The tagline "Bartlet for America" and the napkin have seen enduring significance since the show's airing, with Vulture referring to the episode as, in part, "the saga of the fateful napkin". The Nevada Independent writes that when then-Congresswoman Jacky Rosen was "fairly certain" that she would campaign in the 2018 United States Senate election in Nevada, she asked her daughter about the prospect. She responded by writing "Rosen for Senate" on a napkin, which is currently preserved in the Rosens' home. Steve Heisler with The A.V. Club, however, made a point of distinguishing a slogan that advertised the candidate for a people rather than an office, comparing "Bartlet for America" to "Bartlet for President". Heisler argues that in writing "Bartlet for America", Leo signaled that he thought Josiah Bartlet was the best man to strengthen the nation, and not just the best man for the presidency. A later article in The A.V. Club by Sonia Saraiya would argue that Bartlet's re-election campaign, as well as "Bartlet for America", served as the fictional precursor to and foundation for Barack Obama's presidential campaigns and "Obama for America".

Heisler further commented in a 2010 article that the show was really about Leo, despite its title. He praised John Spencer's acting during the episode, calling it his "best episode by far" and noting his capacity for emotional range as well as dry wit.

Ben Travers, writing for IndieWire, listed the episode as one of fifteen episodes to "Binge View In Celebration of America". Travers quipped that if NBC had sold framed "Bartlet for America' napkins, they would have made more of a profit than their selling Friends coffee mugs. He also commented that the scene with Cliff Calley and Gibson was not realistic, but that Sorkin made it believable through "impeccable timing, careful framing, and touching performances".

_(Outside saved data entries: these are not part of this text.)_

PR #408, opened 2019-04-25
`process-voms`: Sort user records by CA

sustr4:
- Matching DNs issued by different CAs will always come in the same order, probably oldest first.
- This is to fix flapping registrations wherein the VOMS record for a given user is deleted and immediately recreated if `skip-CA-check` is `true` and CAs come in different order from the parsed XML.


sustr4:
Pending functionality test but I'm confident enough to open the PR before the test runs.

PR #412, opened 2019-06-26
Grace period behaviour added to ad_group_mu_ucn

balcirakpeter:
Gen: adGracePeriod resource attribute added which will hold grace period
     time in days for the given resource. If the attribute is not set
     for the resource, value will be set to 0.
Send: Members which are in grace period for some group will be stored in a cache file
      which holds this information. When a group is removed all its
      member records from the file are removed.
      Members updating for group is divided into two parts: adding and
      removing. Adding works as usual and remowing removes only those
      members whose grace preiod expired or the grace period of the
      group is set to 0.

### DIFF
--- a/send/ad_group_mu_ucn
+++ b/send/ad_group_mu_ucn
@@ -1,4 +1,7 @@
 #!/usr/bin/perl
+
+my @today = Today();
+
 use strict;
 use warnings;
 no if $] >= 5.017011, warnings => 'experimental::smartmatch';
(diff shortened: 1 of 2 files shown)


send/ad_group_mu_ucn
```diff
@@ -30,6 +43,13 @@ chomp($facility_name);
 my $service_files_base_dir="../gen/spool";
 my $service_files_dir="$service_files_base_dir/$facility_name/$service_name";
 
+# files used for computing a grace period
+my $MEMBER_STATE_FILE ="spool/$facility_name/ad_group_mu_ucn/memberState";
```
zlamalp: I don't recommend storing 'last state' in the ``gen`` folder. I believe it can be wiped out by e.g. manually started gen or you lost it by renaming facility in Perun. Other services store such files in the ``send`` folder, since it is where the send script is located too.
In CRM service for ceitec we also store previous states in the ``logs/`` subfolder of the send. Its not the best, but reasonable solution if you would need to log/trace previous states and compare them.

PR #414, opened 2019-07-03
Replace SUSPENDED state for new suspension logic for member

stavamichal:
- when member is VALID + newly suspended = SUSPENDED
     - when member is EXPIRED + newly suspended = SUSPENDED
     - replace where needed
     - remove where not needed any more
    
    DEPLOYMENT:
     - virtual attribute need to be added to every affected service manualy
     for every instance where services exists

### DIFF
--- a/gen/bbmri_collections
+++ b/gen/bbmri_collections
@@ -28,6 +28,7 @@ sub processMemberships;
 #Constants
 our $A_USER_ID;                   *A_USER_ID =               \'urn:perun:user:attribute-def:core:id';
 our $A_USER_STATUS;               *A_USER_STATUS =           \'urn:perun:member:attribute-def:core:status';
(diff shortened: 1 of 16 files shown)


stavamichal:
Need to be merged together with https://github.com/CESNET/perun/pull/2288

zlamalp:
Core implementation was merged as CESNET/perun#2848.

zlamalp (changes requested):
Changes are OK, but there are many other services, which handle members status and we need to update them too or decide, that its not necessary. Also it should be re-based.

stavamichal:
It should be rebased and ready for review and merging.

stavamichal:
ad other services: We don't need to work with services that are using only VALID users. These services would work the same way for all situations except SUSPENDED users (which are now VALID + suspended). We should talk with administrators of these services to get information if they want to skip suspended users no matter the status in the VO.

zlamalp (approved):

The napkin would later reappear in the series finale (May 14, 2006) and as a prop in A West Wing Special to Benefit When We All Vote, a 2020 benefit production of Hartsfield's Landing.

In 2019, NBC News noted that Wayne Messam, the mayor of Miramar, Florida, had a campaign logo for the 2020 United States presidential election that read "Wayne for America", which the outlet commented was "not dissimilar" to "Bartlet for America".